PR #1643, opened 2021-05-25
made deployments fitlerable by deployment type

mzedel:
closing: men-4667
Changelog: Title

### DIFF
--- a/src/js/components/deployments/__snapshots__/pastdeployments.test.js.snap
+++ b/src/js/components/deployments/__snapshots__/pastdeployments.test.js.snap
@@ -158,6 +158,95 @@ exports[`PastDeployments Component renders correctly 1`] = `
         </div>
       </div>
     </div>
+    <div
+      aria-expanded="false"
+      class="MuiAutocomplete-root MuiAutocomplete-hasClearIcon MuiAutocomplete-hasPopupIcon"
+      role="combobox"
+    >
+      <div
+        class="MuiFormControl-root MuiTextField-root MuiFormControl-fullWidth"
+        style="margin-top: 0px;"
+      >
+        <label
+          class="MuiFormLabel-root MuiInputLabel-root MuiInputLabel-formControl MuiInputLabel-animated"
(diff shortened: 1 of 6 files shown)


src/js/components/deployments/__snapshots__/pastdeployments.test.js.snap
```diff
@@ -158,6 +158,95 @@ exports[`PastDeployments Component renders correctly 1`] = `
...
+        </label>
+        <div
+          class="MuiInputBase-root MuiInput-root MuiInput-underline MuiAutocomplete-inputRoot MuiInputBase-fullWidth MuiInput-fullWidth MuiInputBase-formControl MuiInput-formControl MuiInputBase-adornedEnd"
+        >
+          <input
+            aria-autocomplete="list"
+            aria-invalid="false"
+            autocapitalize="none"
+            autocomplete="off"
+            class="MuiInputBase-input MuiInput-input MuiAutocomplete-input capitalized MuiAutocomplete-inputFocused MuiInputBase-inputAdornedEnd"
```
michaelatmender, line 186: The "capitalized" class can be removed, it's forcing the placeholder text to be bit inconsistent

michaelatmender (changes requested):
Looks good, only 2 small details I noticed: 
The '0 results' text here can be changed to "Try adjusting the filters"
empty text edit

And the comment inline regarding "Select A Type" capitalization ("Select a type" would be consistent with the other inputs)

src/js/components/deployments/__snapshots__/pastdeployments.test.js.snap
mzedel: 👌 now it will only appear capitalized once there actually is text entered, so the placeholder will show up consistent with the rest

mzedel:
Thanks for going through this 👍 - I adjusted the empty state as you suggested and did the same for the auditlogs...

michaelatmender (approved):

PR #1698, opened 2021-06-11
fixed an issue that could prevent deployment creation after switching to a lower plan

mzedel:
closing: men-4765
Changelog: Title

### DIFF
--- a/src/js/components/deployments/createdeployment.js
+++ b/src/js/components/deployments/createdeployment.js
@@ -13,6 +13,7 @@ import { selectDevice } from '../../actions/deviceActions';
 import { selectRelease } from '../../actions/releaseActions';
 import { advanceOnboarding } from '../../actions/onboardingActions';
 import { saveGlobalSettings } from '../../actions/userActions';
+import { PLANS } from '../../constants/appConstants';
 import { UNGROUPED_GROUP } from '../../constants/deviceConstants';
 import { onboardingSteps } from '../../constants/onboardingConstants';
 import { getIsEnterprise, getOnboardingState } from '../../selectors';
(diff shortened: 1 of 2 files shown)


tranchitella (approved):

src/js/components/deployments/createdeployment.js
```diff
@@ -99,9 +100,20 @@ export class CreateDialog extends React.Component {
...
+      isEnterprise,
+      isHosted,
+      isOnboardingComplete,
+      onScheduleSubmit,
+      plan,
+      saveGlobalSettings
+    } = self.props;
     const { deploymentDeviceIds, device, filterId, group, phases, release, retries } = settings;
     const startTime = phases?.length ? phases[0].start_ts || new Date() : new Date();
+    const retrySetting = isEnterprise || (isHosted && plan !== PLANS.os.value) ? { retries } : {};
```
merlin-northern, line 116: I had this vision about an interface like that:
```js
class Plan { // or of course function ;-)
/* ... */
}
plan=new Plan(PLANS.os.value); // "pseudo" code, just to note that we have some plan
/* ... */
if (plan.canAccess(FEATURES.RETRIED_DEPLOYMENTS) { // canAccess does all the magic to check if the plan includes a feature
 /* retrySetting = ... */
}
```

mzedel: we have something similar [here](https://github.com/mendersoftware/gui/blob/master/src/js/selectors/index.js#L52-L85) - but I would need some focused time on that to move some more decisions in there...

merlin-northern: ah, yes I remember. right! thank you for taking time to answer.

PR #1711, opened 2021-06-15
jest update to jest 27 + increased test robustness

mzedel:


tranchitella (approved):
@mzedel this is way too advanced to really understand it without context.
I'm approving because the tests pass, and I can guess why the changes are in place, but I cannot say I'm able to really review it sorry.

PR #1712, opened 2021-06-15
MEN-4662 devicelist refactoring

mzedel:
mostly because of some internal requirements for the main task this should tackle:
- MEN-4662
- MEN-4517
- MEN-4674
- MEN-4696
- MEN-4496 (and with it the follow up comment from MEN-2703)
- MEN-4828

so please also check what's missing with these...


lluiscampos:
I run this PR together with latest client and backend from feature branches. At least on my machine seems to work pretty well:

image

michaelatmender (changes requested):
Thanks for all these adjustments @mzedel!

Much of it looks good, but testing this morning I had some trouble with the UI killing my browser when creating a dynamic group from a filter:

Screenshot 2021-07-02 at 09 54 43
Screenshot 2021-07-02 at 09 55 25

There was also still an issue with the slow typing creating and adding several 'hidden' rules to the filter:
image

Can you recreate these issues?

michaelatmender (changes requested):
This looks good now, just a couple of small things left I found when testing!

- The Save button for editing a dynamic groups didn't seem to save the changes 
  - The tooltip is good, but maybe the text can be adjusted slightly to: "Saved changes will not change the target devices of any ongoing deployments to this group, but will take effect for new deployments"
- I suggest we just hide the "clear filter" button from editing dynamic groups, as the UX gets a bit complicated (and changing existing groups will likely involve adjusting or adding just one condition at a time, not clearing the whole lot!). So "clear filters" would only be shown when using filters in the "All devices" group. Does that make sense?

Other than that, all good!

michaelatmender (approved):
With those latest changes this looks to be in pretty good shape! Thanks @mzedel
-*-
What you have to do =>
Exactly how many lines in the data above contain the word "because"? Respond with the number and nothing more.

Response =>
2